Review the latest portfolio strategy commentary from Mike Gibbs, managing director of Equity Portfolio & Technical Strategy.
The S&P 500 remains at all-time highs, as it continues to digest short-term overbought conditions along with very strong Q1 earnings results. The macro backdrop continues to improve with Q1 GDP growing 6.4% q/q (second strongest quarter in over 15 years), and the underlying data was even stronger (i.e. domestic final sales +10.6%). US real GDP is now just 0.9% from its pre-pandemic level, set to surpass its pre-recessionary level in just six quarters (a full two years quicker than the credit crisis recovery). And April PMI surveys pushed to their highest readings on record. We maintain our positive stance on the economic recovery, supported by a strong vaccine rollout (roughly 40% of adults fully vaccinated), pent-up demand for a reopening (21% savings rate vs 7.5% 15-year average), and still very low inventory levels, along with fiscal stimulus and a still accommodative Fed.

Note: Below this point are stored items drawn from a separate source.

PR #120, opened 2021-09-13
Load testing + id cleanups

ardila:
While adding a script for load testing, I found a lot of annoyance in 2 things so I fixed them

1. We should auto-populate null annotation ids to make inserts idempotent without requiring users to pass in annotation ids
2. We need to get rid of dataset item id everywhere in the client


nucleus/__init__.py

This strong economic growth is filtering into exceptional Q1 earnings. 40% of S&P 500 companies have reported so far with 86% of these beating on the bottom line by an aggregate 23.9%- which would be the highest earnings surprise on record if sustained. Q1 S&P 500 earnings growth estimates are now up to 35.5% (from 21.6% when earnings season began). Price reactions, however, remain muted on average and mixed across companies- suggesting much was priced in after the strong market gains into the quarter. Overall, full year 2021 and 2022 estimates (and all quarters within) continue to get revised higher, and we believe upside remains. We remain above consensus estimates for both years- $190 EPS for 2021 (vs 179.50 consensus) and $220 for 2022 (vs $203). Valuations remain elevated, but are supported by low interest rates and corporate credit spreads. We continue to believe that robust earnings growth will outweigh valuation normalization in the recovery ahead, providing upside to equities. We continue to expect normal pullbacks and market rotation to occur, but the structural backdrop remains solid technically. As such, look for opportunity at the sector and stock level.

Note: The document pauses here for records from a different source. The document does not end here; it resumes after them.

PR #121, opened 2021-09-16
Support for new autotag exporting apis

jihan-yin:
https://github.com/scaleapi/scaleapi/pull/30319


nucleus/constants.py
```diff
@@ -62,7 +63,8 @@
 MODEL_RUN_ID_KEY = "model_run_id"
 NAME_KEY = "name"
 NEW_ITEMS = "new_items"
-NUCLEUS_ENDPOINT = "https://api.scale.com/v1/nucleus"
+NUCLEUS_ENDPOINT = "https://jihan-yin-api.devbox.internal.scale.com/v1/nucleus"
```
ardila, line 66: You can set this using an environment variable by the way

I have this in my bash_profile

```
alias api_local="export NUCLEUS_ENDPOINT=\"http://localhost:3000/v1/nucleus\" && echo $NUCLEUS_ENDPOINT"
alias api_prod="export NUCLEUS_ENDPOINT=\"https://api.scale.com/v1/nucleus\" && echo $NUCLEUS_ENDPOINT"
```

nucleus/dataset.py
```diff
@@ -86,21 +87,36 @@ def items(self) -> List[DatasetItem]:
...
+    def autotag_items(self, autotag_name, for_scores_greater_than=0):
+        """For a given Autotag of this dataset, export its tagged items with scores above a threshold, largest scores first.
 
-        If you have pandas installed, you can create a pandas dataframe using
+        :return: dictionary of the form
+            {
+                'autotagItems': AutotagItem[],
+                'autotag': Autotag
+            }
+        See https://dashboard.nucleus.scale.com/nucleus/docs/api#export-autotag-items for more details on the return types.
```
ardila, line 98: Document return type here so that you can do

help(dataset.autotag_items) and directly see the return format

ardila: (I know this is annoying and we should auto-generate API docs from these docstrings, we are working towards that and not there yet though, sorry)

nucleus/dataset.py
```diff
@@ -86,21 +87,36 @@ def items(self) -> List[DatasetItem]:
...
-        pandas.Dataframe(dataset.autotag_scores(autotag_name))
+    def autotag_training_items(self, autotag_name):
+        """For a given Autotag of this dataset, export its training items. These are user selected positives during refinement.
 
         :return: dictionary of the form
-            {'ref_ids': List[str],
-             'datset_item_ids': List[str],
-             'score': List[float]}
+            {
+                'autotagTrainingItems': AutotagTrainingItem[],
```
ardila, line 112: Either define this class in the client or document this

ardila (changes requested):
Needs an integration test, you can see the existing one for export autotag for reference. We have a test dataset with autotag already set up.

nucleus/constants.py
jihan-yin: sick didn't see that we grab it from the environmental variables now

ardila (approved):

Interest rates have been a large influence on market rotation and, after consolidating to its 50 DMA in recent weeks, the US 10 year Treasury yield appears set to move higher. Supporting this view is the relative performance of copper vs gold- a gauge of economic momentum and risk appetite- that has been correlated to bond yields and broke to new highs this week. If bond yields are set to show some upside, this is likely to be a boost to Financials relative performance (which has been correlated to bond yields). We recommend overweight exposure to Financials and would look to accumulate. Accordingly, we also recommend accumulating Value, which had experienced a consolidation in relative strength with the moderation in interest rates- both of which could be set to resume higher.